←back to thread

252 points lgats | 4 comments | | HN request time: 0.802s | source

I have been struggling with a bot– 'Mozilla/5.0 (compatible; crawler)' coming from AWS Singapore – and sending an absurd number of requests to a domain of mine, averaging over 700 requests/second for several months now. Thankfully, CloudFlare is able to handle the traffic with a simple WAF rule and 444 response to reduce the outbound traffic.

I've submitted several complaints to AWS to get this traffic to stop, their typical followup is: We have engaged with our customer, and based on this engagement have determined that the reported activity does not require further action from AWS at this time.

I've tried various 4XX responses to see if the bot will back off, I've tried 30X redirects (which it follows) to no avail.

The traffic is hitting numbers that require me to re-negotiate my contract with CloudFlare and is otherwise a nuisance when reviewing analytics/logs.

I've considered redirecting the entirety of the traffic to aws abuse report page, but at this scall, it's essentially a small DDoS network and sending it anywhere could be considered abuse in itself.

Are there others that have similar experience?

1. pickle-wizard ◴[] No.45622128[source]
Do you have any legitimate traffic coming from AWS? My thought is to just drop all traffic from their ASN. Once they can't contact you for a while they'll move along and you could unblock.
replies(1): >>45623508 #
2. kijin ◴[] No.45623508[source]
If it's all from a single AWS region, this is the way to go.

I tend to be careful with residential or office IP ranges.

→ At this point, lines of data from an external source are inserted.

PR #974, opened 2016-04-26
Do not attempt to parse the response body when no output shape is defined in JSON-RPC

jeskew:
We already do this for REST-JSON and REST-XML.

/cc @mtdowling @cjyclaire


cjyclaire:
looks good. :shipit:

PR #979, opened 2016-05-02
Ensure booleans are serialized as strings (not ints) in querystrings

jeskew:
`True` and `false` should serialize to "true" and "false," respectively. They were previously being rendered as "1" and "", which is not how [other SDKs](https://github.com/aws/aws-sdk-go/blob/master/private/protocol/rest/build.go#L244) are handling these values.

/cc @cjyclaire @xibz @mtdowling


cjyclaire:
Looks sweet. :shipit:

PR #987, opened 2016-05-09
Document how to disable content decoding

### LINKED ISSUE #986: V3 SDK error not seen with v2: "cURL error 61: Error while processing content unencoding: invalid code lengths set"
Hello,

I am running into a curious error with the v3 SDK when trying to download certain objects from S3. Interestingly, the problem does not occur with the v2 SDK.

So -- as mentioned, I'm using the v3 PHP SDK (using the .phar file) to download files from S3. Most files download without issue, but I receive a cURL 61 error when trying to download certain .bin files encoded as follows:
Content-Type: 'text/plain'
Content-Encoding: 'gzip'

The files have the wrong headers, yes -- that's a separate issue that I need to fix. However -- the cURL error I receive with the v3 SDK is:

    AWS HTTP error: cURL error 61: Error while processing content unencoding: invalid code lengths set (see http://curl.haxx.se/libcurl/c/libcurl-errors.html)  (server): 200 OK

--

To be clear -- this error does not occur when using the AWS CLI, OR with the v2 PHP SDK. It DOES occur with these methods in the v3 SDK:

Aws\S3\S3Client::getObject()
Aws\S3\Transfer::transfer()
    
----

Interestingly, I can "work around" the issue by specifying the "ResponseContentEncoding" parameter in the getObject() function. The following call is successful in v3:

    $result = $s3->getObject([
        'Bucket' => 'my-bucket',
        'Key' => 'my-key.bin',
        "ResponseContentEncoding" => 'binary/octet stream',
    ]);
   

So, my question: is there a reason the v3 SDK runs into problems in downloading these files with incorrect headers, but the v2 SDK does not? I'd very much like to use v3 and the S3\Transfer::transfer() method for ease of use, but I do not wish to strip all of the encodings off my S3 files.

Please let me know if I can provide more information, including debug logs of the call.

Thanks!

jeskew:
~~This PR documents Guzzle's `decode_content` option as part of the HTTP handler configuration and defaults it to `false` in the S3 client. This should take care of #986 and any similar issues related to content encoding in S3.~~

This PR documents Guzzle's `decode_content` option as part of the HTTP handler configuration and documents the need to set it to `false` when dealing with compressed objects in S3. I do not believe the
default can be changed due to backwards compatibility concerns.

/cc @xibz @mtdowling @cjyclaire

### DIFF
--- a/docs/faq.rst
+++ b/docs/faq.rst
@@ -199,3 +199,16 @@ was written for a different version of PHP.
 
 If you encounter a parsing error, please check your system and make sure it
 fulfills the SDK's :doc:`/getting-started/requirements`.
+
+
+Why is the S3 client decompressing gzipped files?
+-------------------------------------------------
+
+Some HTTP handlers -- including the default Guzzle 6 HTTP handler -- will
+inflate compressed response bodies by default. This behavior can be overridden
+by setting the :ref:`http_decode_content` HTTP option to ``false``. For
+backwards compatibility reasons, this default cannot be changed, but it is
+recommended that you disable content decoding at the S3 client level.
+
+See :ref:`http_decode_content` for an example of how to disable automatic
+content decoding.
--- a/docs/guide/configuration.rst
+++ b/docs/guide/configuration.rst
@@ -426,6 +426,44 @@ information provided by different HTTP handlers will vary.
   specific PHP stream resource.
 
 
+.. _http_decode_content:
+
+decode_content
+^^^^^^^^^^^^^^
+
+:Type: ``bool``
+
+Instructs the underlying HTTP handler to inflate the body of compressed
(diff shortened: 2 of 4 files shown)


cjyclaire:
Looks good to me. :shipit:

cjyclaire:
Looks good. :shipit:

xibz:
Im assuming there's already a test for this`http_decode_content` option. If not, I'd add that, otherwise it looks good.

cjyclaire:
There is a test for `decode_content` set to `false`, then test for overwrite that to `true` could be added.

jeskew:
Good point. I added a test to ensure the value is passed to http handlers when specified on a client or a command.

cjyclaire:
Sweet! :shipit:

Issue #997, opened 2016-05-18
3.18.9 breaks S3 signature generation


okdewit:
Creating presigned URIs using the following method does not work in 3.18.9, the generated signatures are invalid.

But if it looks like a datacenter, it will be blocked, no second thoughts. Especially if it's a cloud provider that makes it too easy for customers to rotate IPs. Identify the ASN within which they're rotating their IPs, and block it. This is much more effective than blocking based on arbitrary CIDRs or geographical boundaries.

Unless you're running an API for developers, there's no legitimate (non-crawling) reason for someone to request your site from an AWS resource. Even less so for something like Huawei Cloud.

replies(1): >>45623794 #
3. mat_epice ◴[] No.45623794[source]
> there's no legitimate (non-crawling) reason for someone to request your site from an AWS resource

I used to run an X instance in the cloud that I would sometimes browse websites from. It sucked but it was also legitimate.

replies(1): >>45623880 #
4. kijin ◴[] No.45623880{3}[source]
"Legitimate" is relative here. I would count you as using unusual software to hide your actual source address. Not a huge concern because if you're doing that, I assume you also know how to move around to avoid getting blocked.

In fact, the ability to move to a different cloud on short notice is also part of the CAPTCHA, because large cloud-based botnets usually can't. They'd get instabanned if they tried to move their crawling boxes to something like DigitalOcean.